- _EXERCISE DESCRIPTION_
Line count for "summary": say how many lines of the data contain it, with no other text.

--- DATA RECORDS Enclosed Below ---

Issue #289, opened 2026-09-08
core.frame drops all frames on a peer until the first poll reveals the coordinator


JensOgorek:
> To be checked first whether this is really relevant (Jens); noticed while bringing up `core.frame` on the F30 plexus (branch `frames-experiment`).

### Observation

A serial-bus peer learns its coordinator from the first `__POLL__` it receives. Until then `core.frame` frames have no route and are dropped (`core.frame_drops` counts them): on F30 every plexus shows ~220 dropped frames after boot and none afterwards, i.e. roughly 11 s of telemetry at 2 frames per 100 ms.

### Question

Is that acceptable (the frames are telemetry and the values are stale after a few seconds anyway), or should the peer buffer the latest frame per id and send it once the coordinator is known, so the first poll delivers a complete state? Related: rosys notices a plexus as "stopped pushing" only via the frame heartbeat, so a long silent start looks like a dead peer for those seconds.

falkoschindler:
@JensOgorek could you add a pointer to #290 in the description? `core.frame` and `core.frame_drops` only exist on that branch, so without the link the issue is hard to place when it shows up on its own in the issue list. [※](https://zauberzeug.github.io/colophon/#m=claude-fable-5-1&t=Substance%20from%20the%20author%2C%20wording%20from%20the%20model.&a=claude-code "claude-fable-5-1: Substance from the author, wording from the model.")

Issue #288, opened 2026-09-08
Startup script is parsed as one tree; an allocation failure while loading it leaves the core in a boot loop


JensOgorek:
> To be checked first whether this is really relevant in practice (Jens); observed once on the F30 core while adding gripper mirrors to a 142-line startup.

### What happened

On the F30 core (ESP32, Bluetooth on, four serial-bus peers) a 154-line startup script (the rosys-generated F30 configuration with 12 extra `float` mirror variables and a 93-field `core.output`) made the core abort while loading it — `abort()` via `std::terminate` about 100 ms after the `battery_control` lines, deterministic on every boot, so the core sat in a boot loop. The same 12 variables and the same `core.output` line applied volatile over the console on the previous 142-line startup worked and left 19.6 KB of heap. The previous startup (0b16) boots fine.

### Why (reading the code)

`app_main` runs `process_lizard(Storage::startup.c_str())`, i.e. the whole startup is parsed as one owl tree and then executed statement by statement, so during execution the heap is lower than at runtime by the size of that tree. The `try`/`catch` around it only catches `std::runtime_error`; a `std::bad_alloc` (or any other exception) escapes and terminates the task. Because the startup runs before the main loop, the console is never serviced, so `!-`/`!.` cannot fix it — the only way out was erasing the NVS partition with esptool through espresso and writing the startup again.

### Ideas

- Process the startup line by line (each line its own parse tree, as the console path does), so the peak heap does not scale with the script length.
- Catch every exception while loading the startup (or at least `std::bad_alloc`) and continue booting with an empty startup and an error line, so the console stays reachable.
- Optionally: a startup that crashed the last boot (core dump present) is skipped once.

F30 later moved its telemetry to frames (fewer variables on the core), so the trigger is gone there; whether other robots come close to the limit is the open question.

falkoschindler:
> Process the startup line by line

I think it's non-trivial to divide the startup script into independent parts that can be parsed one by one.

> Catch every exception while loading the startup (or at least `std::bad_alloc`)

That sounds much more feasible.

JensOgorek:
### Going with the catch: PR follows

[...]

PR #290, opened 2026-09-08
Send peer telemetry as binary frames over the serial bus and pass it through to the console

JensOgorek:
### Motivation

A robot brain with several serial-bus peers mirrors every peer field as a core variable: each peer pushes `!!`-assignments, the core parses them with the owl parser, stores the mirrors and prints them in its `core.output` line. That is fine for one arm (F27: 3 push lines per 100 ms, 12 mirrors, a 300-byte line). With four arms on F30 every stage breaks: the parse trees and mirrors ate the heap (22 KB free with Bluetooth; the 154-line startup with the gripper mirrors no longer loaded, #288), twelve parses per 100 ms plus a blocking 453-byte line pushed the loop to 18–24 ms instead of 10, the line forced 921600 baud on the console where the Jetson overruns, and every peer needed three bus messages per round.

The fix has two parts, which this PR carries together: a **protocol** (binary telemetry frames the console can carry next to text lines) and a **topology** (peers send frames over the bus, the coordinator passes them through unparsed). rosys reads the frames (zauberzeug/feldfreund#636).

### Protocol

`core.frame(id, "field[:type[digits]] …", interval_ms)` streams the listed properties as a binary frame: numbers as little-endian integers scaled by 10^digits (or float32), bools packed as bits, in a body `0x00 | src | id | seq | millis[4] | len | payload | crc16` that travels COBS-encoded between the text lines of the console.
`core.frame_add` continues a field list that does not fit one startup line.
The full description is the new docs page [Telemetry Frames](https://github.com/zauberzeug/lizard/blob/frames-experiment/docs/telemetry_frames.md) (`docs/telemetry_frames.md`, linked from the module reference).

### Topology (serial bus)

- A peer remembers the node that polls it and hands each frame to `SerialBus::send_frame`, which byte-stuffs the body for the line-based bus (marker `0x01`, escape `0x7d`, `byte ^ 0x50` for `00 09 0a 0d 20 7d`). Stuffing is needed because a bus message is a C string terminated by `\n`, checked with `@xx` and passed through `strip()`; those six byte values would end or trim the message. Stuffing costs about 2 % on typical payloads, Base64 would cost 33 %.
- The coordinator recognises the marker before the OTB, echo and `!` branches, checks length, CRC and that `src` is the sender, and writes the body to the console as a COBS frame — no variables, no parsing. Malformed frames are counted (`frame_errors`, warning at most once per second); frames a peer cannot hand over before its first poll are counted in `core.frame_drops` (#289).
- The ESP32-S3 IPC task stack is 4 KB (installing the UART driver from core 1 overflows 2 KB there); that fix lives in #287, which this branch merges.

### Measured on F30 (core ESP32 + 4 plexus S3, bus 460800, Bluetooth on)

| | text mirrors | frames (one per peer) |
|---|---|---|
| core loop | median 18–24 ms, p90 36–40 | median 10 ms, p90 14, max 23 |
| core heap free | 22–26 KB, gripper startup does not load | 35–37 KB, flat over 300 s |
| console | 453-byte line every 10 ms at 921600 | 144-byte line plus 47 bytes per peer per 100 ms, runs at 460800 |
| bus per peer per 100 ms | 3 text messages | 1 frame, ~57 bytes |

<details>
<summary>Frames versus an ASCII pass-through (same peers, same 15 fields, 300 s each, 2026-09-10)</summary>

The pass-through alternative keeps text: the peer sends `__ECHO__T1 <seq> <millis> <values>` lines that the coordinator prints unparsed as `bus[N]: …` (Lizard's existing echo prefix; without a prefix the coordinator parses the line as a command). Four lines per peer, because 15 field names do not fit one startup line either. Both runs with the core's own telemetry as a frame and rosys stopped.

| | frames | ASCII pass-through |
|---|---|---|
| console total | 12.9 KB/s (28 % of 460800) | 17.3 KB/s (38 %), 18.2 KB/s with the timestamp field |
| peer telemetry on the console | 1.9 KB/s, 47 B per peer per 100 ms | 6.2 KB/s, 168 B in four lines |
| bus per peer per 100 ms | 1 message, ~57 B, 1.2 ms | 4 messages, ~210 B, 4.6 ms |
| bus load, 4 peers | 8 % at 460800, 30 % at 115200 | 21 % at 460800, 83 % at 115200 |
| command round trip, `bus.send(N, "core.version()")` to the echoed reply, 100 pings per peer | median 40.3 ms, p90 60.4, max 60.5, 400/400 answered | median 40.3 ms, p90 60.4, max 60.6, 400/400 answered |
| core loop | 10 / 14 / 23 ms | 10 / 12 / 21 ms |
| peer interval from the peer's millis | median 100 ms, max 111 | median 110 ms, max 112 (rule `> 100` on 10 ms ticks) |
| losses in 300 s | 0 | 1 line (caught by the XOR checksum this time) |
| loss detection | CRC16 per frame | 1-byte XOR, 1 in 256 slips through |
| timestamp, layout check | in the header, fixed length | only if the generator adds a field; word count |

With four peers on a 460800 bus both variants are far from saturation and the command round trip is the same, quantised by the coordinator's poll cycle (20, 40, 60 ms); the difference is bytes (3.3× on the console, 3.6× on the bus for the peer share), the wire time per peer answer, and the detection.

</details>

<details>
<summary>Console reliability (Jira FF-676)</summary>

At 921600 the Jetson UART (PIO receive, 36-byte FIFO, interrupt shared with the camera ethernet on CPU0) overruns about every 4 s; the lost bytes pass the XOR checksum once in 256 times. Two stop bits reduce that by a third, 460800 by two orders of magnitude (84 overruns per hour), the frame telemetry makes the short line at 460800 possible, and with the core line as a frame (feldfreund `CoreFrames`) every remaining overrun is detected by CRC. Preventing them entirely needs RX-DMA on the Jetson.

</details>

### Follow-up

- Peer behaviour before the first poll: frames are counted in `core.frame_drops` and dropped (#289).
- The two parts could also be reviewed as two PRs: protocol (frame definition, body, COBS, monitor, docs) first, bus transport (stuffing, pass-through, `core.frame_add`) second. Say if you prefer that split.

[※](https://zauberzeug.github.io/colophon/#m=claude-fable-5-1&t=Implementation%20and%20description%20drafted%20by%20the%20model%2C%20directed%20and%20hardware-tested%20by%20the%20author.&a=claude-code "claude-fable-5-1: Implementation and description drafted by the model, directed and hardware-tested by the author.")

### Progress

- [x] I chose meaningful labels (if GitHub allows me to so).
- [x] Tests with a real hardware have been successful (or are not necessary).
- [x] Documentation has been added (or is not necessary).


main/utils/frame.h
```diff
@@ -0,0 +1,36 @@
...
+// length field and CRC of a complete body are consistent
+bool verify_body(const uint8_t *body, size_t length);
+// write a complete body to the console as 0x00 | COBS(body) | 0x00
+void write_console(const uint8_t *body, size_t length);
+// build and write in one go (console sink)
+void write(uint8_t src, uint8_t id, uint8_t seq, uint32_t millis, const uint8_t *payload, size_t length);
+
+// bus transport: 0x01 marker plus the body (without its leading 0x00) with 0x00/0x09/0x0a/0x0d/0x20/0x7d escaped
+// as 0x7d, byte ^ 0x50; the result never contains those bytes, so it survives the bus' C-string handling and strip()
+size_t bus_stuff(const uint8_t *body, size_t length, char *output, size_t capacity);
```
thomas-zauberzeug, line 32: Wozu wird ein stuffing überhaupt gebraucht? Rückwärtskompatibilität zu ASCII-Botschaften?

main/modules/core.cpp
```diff
@@ -29,6 +35,147 @@ void Core::step() {
...
+            break;
+        default:
+            throw std::runtime_error("unsupported frame field type");
+        }
+        if (field.type == '?') {
+            if (value != 0) {
+                bits[bit / 8] |= 1 << (bit % 8);
+            }
+            ++bit;
+            continue;
```
evnchn, line 101: **`core.frame` with more than 128 boolean fields writes past `bits[16]` on the stack.**

- [`uint8_t bits[16]`](https://github.com/zauberzeug/lizard/blob/405b6a1bbc229368daf8171f76c695cee5f2c9a1/main/modules/core.cpp#L78) is indexed as `bits[bit / 8]`, with `bit` incremented once per `?` field and no bound on `bit`.
- The only size check, [`pos + bit_bytes > sizeof(payload)`](https://github.com/zauberzeug/lizard/blob/405b6a1bbc229368daf8171f76c695cee5f2c9a1/main/modules/core.cpp#L153-L156), guards `payload` — 200 bytes, i.e. 1600 bools — so it cannot fire before `bits` (16 bytes, 128 bools) is overrun.
- [The trailing `memcpy`](https://github.com/zauberzeug/lizard/blob/405b6a1bbc229368daf8171f76c695cee5f2c9a1/main/modules/core.cpp#L157) then also reads `bit_bytes` (17 and up) out of the 16-byte array, so all-false fields overflow too.
- Nothing caps the field count: one 2048-byte console line holds several hundred elements, the same variable may be listed repeatedly, and `core.frame_add` exists to append across lines.

Reproduced against `405b6a1` by compiling the bool-packing path on the host with `-fsanitize=address,undefined` — 128 fields pack fine, 129 gives `stack-buffer-overflow … 'bits' <== Memory access at offset 48 overflows this variable`.

REQUIRED:

```suggestion
        if (field.type == '?') {
            if (bit / 8 >= sizeof(bits)) {
                throw std::runtime_error("too many boolean frame fields");
            }
            if (value != 0) {
                bits[bit / 8] |= 1 << (bit % 8);
            }
            ++bit;
            continue;
```

falkoschindler (commented):
@JensOgorek Thanks for this PR, the F30 numbers make a convincing case for binary telemetry that the coordinator passes through without parsing. I went through the diff with AI support and collected the findings below; I did not verify every point myself. I'm posting them now so they don't get lost, not as a request to fix them right away: we are still thinking about the overall concept (for example holding the latest frame per id in a slot instead of queueing frames, Base64 lines instead of stuffing and COBS, and a layout line so rosys doesn't have to know the frame format), and we'll discuss that in the team first. Some of the findings may resolve themselves depending on where that ends up.

Two of them are worth knowing now, because F30 runs this branch: finding 1 can stall a peer's main loop for 50 ms per frame once the coordinator stops polling, and I suspect it is where the ~220 drops after boot in #289 come from, since a full outbound queue is the only path that increments `core.frame_drops`. Finding 6 is @evnchn's thread. @thomas-zauberzeug's question about the stuffing is part of the concept discussion.

<details>

**1. A full outbound queue blocks the peer's main loop.** main/modules/core.cpp (175), main/modules/serial_bus.cpp (328) — `send_frame` goes through `enqueue_outgoing_message`, which waits up to 50 ms for a free slot. After the first poll, `is_peer_with_coordinator()` stays true. If the coordinator then stops polling for more than about 1.6 s (reboot, OTA, unplugged cable, a coordinator busy with its startup), the 32-slot queue is full and every frame costs 50 ms of loop time. At two frames per 100 ms the peer's loop practically stops. The stale frames also take the slots the `static_assert` keeps free for OTB. Suggestion: enqueue frames with a zero timeout and count a drop when the queue is full, and only enqueue a frame while more than `BUS_OTB_WINDOW` slots are free.

**2. Frames before the first poll go to the peer's console, not into `core.frame_drops`.** main/modules/core.cpp (163), docs/telemetry_frames.md (52) — while `coordinator_id` is 0, `is_peer_with_coordinator()` is false, so `emit_frame` writes the frame to the peer's own UART0 with `src=0`. The docs and the PR description say these frames are counted as drops, and the "no coordinator has polled yet" branch in `send_frame` is unreachable. The `coordinator()` accessor in serial_bus.h (19) is unused.

**3. Frames on a port expander break its line stream to the core.** main/utils/frame.cpp (69) — `write_console` writes the COBS frame to UART0 without a newline. On an expander, that is the line stream the core's `Expander` module reads and checksums, so every frame corrupts the next text line. Nothing rejects or documents this.

**4. Typos in a frame definition only fail at runtime.** main/modules/core.cpp (61) — with an explicit type, `parse_frame_fields` checks neither the type letter nor whether the property exists. `core.frame(1, "motor.positon:i", 100)` is accepted, and `Core::step` then throws every 100 ms. The exception also aborts the loop over the frames, so later frames are skipped too. Suggestion: resolve the property at definition time, store the `Variable_ptr` in `frame_field_t` and check the type letter against `?bBhHiIf`.

**5. Out-of-range values wrap silently.** main/modules/core.cpp (117) — the scaled value is converted with a plain `static_cast` from `double`. Out of range, negative for an unsigned type, or NaN, that is undefined behaviour, and in practice the value wraps while the CRC stays valid. Examples: `motor.position:h2` above 327.67, a negative speed as `H`, and `core.millis` as the inferred `i` after 24.8 days of uptime. Suggestion: clamp to the target type's range before the cast, with a fallback for NaN.

**6. More than 128 bool fields overflow a stack buffer.** main/modules/core.cpp (78) — same as @evnchn's thread. Only a frame assembled with `core.frame_add` could get there, but sizing `bits` like `frame::MAX_PAYLOAD` lets the existing size check catch it.

**7. Frame id and interval are narrowed without a range check.** main/modules/core.cpp (229) — `core.frame(256, ...)` silently defines frame 0, and a negative interval becomes about 49 days. Minor.

**8. `write_console` spins forever without a UART0 driver.** main/utils/frame.cpp (78) — `uart_tx_chars` returns -1 without a driver, and the loop only advances on positive values. The console driver is always installed, so this only matters if the setup in main.cpp already failed. Minor.

**9. A second parser for the `module.property:suffix` syntax.** main/modules/core.cpp (47) — `parse_frame_fields` repeats the parsing of `core.output`. A shared helper would keep the two from drifting apart. Minor.

**10. Modules and properties are looked up on every emission.** main/modules/core.cpp (80, 161) — resolved once as in finding 4, this goes away. Minor.

</details>

[※](https://zauberzeug.github.io/colophon/#m=claude-opus-5-5&t=Findings%20and%20wording%20from%20the%20model%2C%20checked%20against%20the%20code%3B%20the%20author%20chose%20the%20direction%20and%20what%20to%20send.&a=claude-code "claude-opus-5-5: Findings and wording from the model, checked against the code; the author chose the direction and what to send.")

--- End of Enclosed DATA RECORDS ---

- _TASK RESPONSE_
2